**Problem requirements:** Every line of the entries below that carries the string "same" should be copied.

++++ Provided records ++++

PR #758, opened 2023-01-10
Add Record Revisions Text Tessage When Revisions are Enabled

### LINKED ISSUE #747: Record revision page block doesn't show any data when in page builder mode
## Steps to reproduce
1. Pick a module (doesn't matter which)
2. Edit the module
3. Select the record revision tab
4. Enable record revisioning
5. Go to the record page of the same module
6. Edit a record
7. Add a record revision page block
8. Notice how in page builder mode no data is displayed
9. Switch to view mode and see the data displayed

Image

## Expected behavior
Either the same data should be displayed as in view mode or some kind of text should be shown. Discuss with Jože

yonkov:
image

### DIFF
--- a/client/web/compose/src/components/PageBlocks/RecordRevisionsBase.vue
+++ b/client/web/compose/src/components/PageBlocks/RecordRevisionsBase.vue
@@ -14,10 +14,12 @@
       >
         {{ $t('errors.disabled-on-module') }}
       </span>
+
       <b-spinner
         v-else-if="noRecord || processing"
         class="my-auto"
       />
+
       <b-button
         v-else-if="!preloadRevisions && !loadedRevisions"
         class="my-auto"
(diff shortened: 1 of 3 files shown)


locale/en/corteza-webapp-compose/block.yaml
```diff
@@ -419,7 +419,8 @@ recordRevisions:
   viewer:
     errors:
       no-record: No record found to display revisions for
-      disabled-on-module: Record revisions are disabled on this module
+      disabled-on-module: Record revisions are disabled on this module.
+      enabled-on-module: Record revisions are enabled on this module. To see the record revisions for a specific record, go to the public page for that record.
```
Fajfa: No need for such long text, just say why the block cannot be displayed. Which is because the is no record

client/web/compose/src/components/PageBlocks/RecordRevisionsBase.vue
```diff
@@ -181,6 +187,14 @@ export default {
     noRecord () {
       return !this.record
     },
+
+    isPageBuilder () {
```
Fajfa: Why introduce the two new computeds if you can just check if `this.record.recordID === NoID`

Fajfa (changes requested):

client/web/compose/src/components/PageBlocks/RecordRevisionsBase.vue
```diff
@@ -26,65 +28,86 @@
...
+          </template>
+        </b-table-lite>
+
+        <div
+          v-if="!revisions.length"
+          class="position-absolute text-center mt-5 d-print-none"
+          style="left: 0; right: 0;"
+        >
+          <b-spinner
+            v-if="noRecord || processing"
```
Fajfa: This is a duplicate of the spinner on line 18, I would prefer if you use that one and just remove this one to avoid edge cases

client/web/compose/src/components/PageBlocks/RecordRevisionsBase.vue
```diff
@@ -26,65 +28,86 @@
...
+            class="my-auto"
+          />
+
+          <p
+            v-else
+            class="pt-3"
```
Fajfa: mt-3 instead please, more of a margin job

locale/en/corteza-webapp-compose/block.yaml
```diff
@@ -419,7 +419,7 @@ recordRevisions:
   viewer:
     errors:
       no-record: No record found to display revisions for
-      disabled-on-module: Record revisions are disabled on this module
+      disabled-on-module: Record revisions are disabled on this module.
```
Fajfa: Remove the . here, no need

Fajfa (changes requested):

++++

**Exercise answer:**
5. Go to the record page of the same module
Either the same data should be displayed as in view mode or some kind of text should be shown. Discuss with Jože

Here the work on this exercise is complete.